PR #209, opened 2025-08-20
feat: add support for degraded diff drift calculation

michaelawyu:

KubeFleet currently uses server-side apply in the dry-run mode to calculate diffs/drifts in the partial comparison mode. It has been identified that there are cases where server-side apply dry-runs might fail when the supplied manifest itself is not valid (e.g., when mutable scheduling directives are used). This PR addresses this issue by enabling degraded diff/drift calculations -> the work applier will fall back to the full comparison mode if it is sure that server-side apply dry-runs will never succeed given the current manifest.

Fixes #

I have:

- [N/A] Unit tests
- [x] Integration tests

Additional tests will be submitted in separate PRs to control the PR size.

### DIFF
--- a/apis/cluster/v1beta1/zz_generated.deepcopy.go
+++ b/apis/cluster/v1beta1/zz_generated.deepcopy.go
@@ -21,7 +21,7 @@ limitations under the License.
 package v1beta1
 
 import (
-	"k8s.io/api/core/v1"
+	v1 "k8s.io/api/core/v1"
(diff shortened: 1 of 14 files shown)


michaelawyu:
Note: partial comparison mode requires server-side apply to function; unfortunately the mock clients we use in our unit tests do not support server-side apply ops, and as a result all partial comparison mode related code are only tested via integration tests, not unit tests.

-- Work to be completed --
Word for word, restate the line with "under the License." and all remaining lines of the material, stopping only at the final line.

-- Answer for the task --
@@ -21,7 +21,7 @@ limitations under the License.
 package v1beta1
 
 import (
-	"k8s.io/api/core/v1"
+	v1 "k8s.io/api/core/v1"
(diff shortened: 1 of 14 files shown)


michaelawyu:
Note: partial comparison mode requires server-side apply to function; unfortunately the mock clients we use in our unit tests do not support server-side apply ops, and as a result all partial comparison mode related code are only tested via integration tests, not unit tests.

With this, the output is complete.